AalenJohansen

Aalen-Johansen estimator of cumulative incidence functions for competing risks.

Usage

Source

AalenJohansen(
    *,
    conf_level=0.95,
)

In survival analysis, competing risks occur when subjects can experience multiple types of events (e.g., progression to malignancy vs. death from other causes), and experiencing one event precludes the others. The Aalen-Johansen estimator extends the Kaplan-Meier approach to this setting by estimating the cumulative incidence function (CIF) for each cause: the probability of experiencing that specific cause by time t, accounting for competition from other causes.

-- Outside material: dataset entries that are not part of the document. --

PR #812, opened 2023-03-31
Entity APIs specification

sadiqkhoja:
Updated API docs with the high level API specs

Documentation can be viewed at : https://centralbackendsk.docs.apiary.io/#

### DIFF
--- a/docs/api.md
+++ b/docs/api.md
@@ -35,7 +35,15 @@ Here major and breaking changes to the API are listed by version.
 **Added**:
 
 - New endpoint [PATCH /projects/:id/datasets/:name](#reference/datasets/datasets/update-dataset-metadata) to change whether approval of Submission is required to create an Entity.
-- TODO: list new entity endpoints
+- New [Entities](#reference/entities) endpoints for richer Entity-Based Data Collection workflows. These endpoints provide ways of accessing Entities, as well as the ability to _create_, _update_ and _soft-delete_ Entities via the API!
+  * New endpoint [GET /projects/:id/datasets/:name/entities](#reference/entities/retrieving-entities/entities-metadata) for listing Entities within a Dataset.
+  * New endpoint [GET /projects/:id/datasets/:name/entities/:uuid](#reference/entities/retrieving-entities/getting-entity-details) for getting the metadata, or details, about a specific Entity.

Unlike naive estimates that ignore censoring or competing events, the Aalen-Johansen CIF correctly accounts for both. It is computed using transition probabilities between states via generalized Kaplan-Meier estimates. Call fit() with a multi-state Surv response (built with Surv.multistate()) to obtain estimates for each competing cause. Results are returned as tidy DataFrames with one row per combination of stratum, cause, and time.

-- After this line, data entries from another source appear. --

PR #820, opened 2023-04-05
Entity dummy response and assertions

sadiqkhoja:
- Dummy responses from the Entity API
- Integration tests and assertions


lib/resources/entities.js
```diff
@@ -0,0 +1,368 @@
+// Copyright 2022 ODK Central Developers
```
ktuite, line 1: 2023

test/integration/api/entities.js
```diff
@@ -0,0 +1,263 @@
...
+    it('should return extended metadata of the entities of the dataset', testService(async (service) => {
+      const asAlice = await service.login('alice');
+
+      await asAlice.get('/v1/projects/1/datasets/People/entities')
+        .set('X-Extended-Metadata', true)
+        .expect(200)
+        .then(({ body: people }) => {
+          people.forEach(p => {
+            p.should.be.an.Entity();
+            p.should.have.property('currentVersion').which.is.an.EntityDef();
```
ktuite, line 42: Should these be ExtendedEntity and ExtendedEntityDef?

test/integration/api/entities.js
```diff
@@ -0,0 +1,263 @@
...
+    // it should reject if uuid is not found
+    // it should reject if uuid in queryParam and body don't match
+    // it should reject if uuid or label is missing
+    // it should reject if property is not present in dataset.publishedProperties
+    // it should reject if user don't have permission
+  });
+
+  describe('PATCH /datasets/:name/entities/:uuid', () => {
+
+    it('should partially update an Entity', testService(async (service) => {
```
ktuite, line 193: I'm trying to understand the intended difference between PUT and PATCH here. Not that we have to figure it out now, though!

ktuite (approved):
Looks great! I have a much easier time reasoning about this breakdown - thanks for making the changes.

test/integration/api/entities.js
sadiqkhoja: PUT requires complete object. PATCH allows single field to be updated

The estimator uses the formula \(\mathrm{CIF}_j(t) = \sum_{s \le t} \hat{S}(s^-) P_{0j}(s)\), where \(\hat{S}(s^-)\) is the probability of being event-free before time \(s\), and \(P_{0j}(s)\) is the transition probability from censoring to cause \(j\). Confidence intervals use the Greenwood-style variance estimator on the complementary log-log scale for improved coverage.

Parameters

conf_level: float = 0.95
Confidence level for the (Wald) confidence intervals (default 0.95).

Returns

Fitted estimator
Call fit() to produce a fitted estimator with cached results (states_, and internal transition matrices), accessible as tidy DataFrames.

Details

Call fit(surv, by=...) with a multi-state Surv response (built with Surv.multistate, where event codes are 0 for censoring and 1..K for the competing causes). Results are tidy frames via to_frame() (optionally format=) with one row per stratum, cause, and time.

Examples

The bundled mgus2 dataset follows monoclonal-gammopathy patients who may progress to plasma-cell malignancy ("pcm") or die first, a competing-risks setup. Build the competing-risks response by combining the progression and death indicators into a single cause code (0 censored, 1 progression, 2 death), then fit the estimator. Printing the fitted object reports the final cumulative incidence for each cause.

import greenwood as gw

mg = gw.load_dataset("mgus2", backend="pandas")
etime = mg["ptime"].where(mg["pstat"] == 1, mg["futime"])
cause = mg["pstat"].where(mg["pstat"] == 1, 2 * mg["death"])
cr = gw.Surv.multistate(etime, event=cause, states=("pcm", "death"))
aj = gw.AalenJohansen().fit(cr)
aj
AalenJohansen (Aalen-Johansen cumulative incidence)

states: pcm, death
n = 1384

       final CIF
pcm       0.1613
death     0.8387

Methods

Name Description
fit() Fit cumulative incidence functions to a competing-risks response.
to_frame() Return cumulative-incidence estimates as a DataFrame.

fit()

Fit cumulative incidence functions to a competing-risks response.

Usage

Source

fit(surv, *, by=None)

Computes the cumulative incidence function (CIF) for each cause-of-interest from a multi-state Surv response. Unlike Kaplan-Meier (which handles only a single event type), the Aalen-Johansen estimator accounts for competing events: subjects who experience a competing cause are removed from the risk set, preventing overly optimistic estimates of the probability of experiencing the target cause. Results are stored in the fitted object; access them via to_frame() (optionally format=).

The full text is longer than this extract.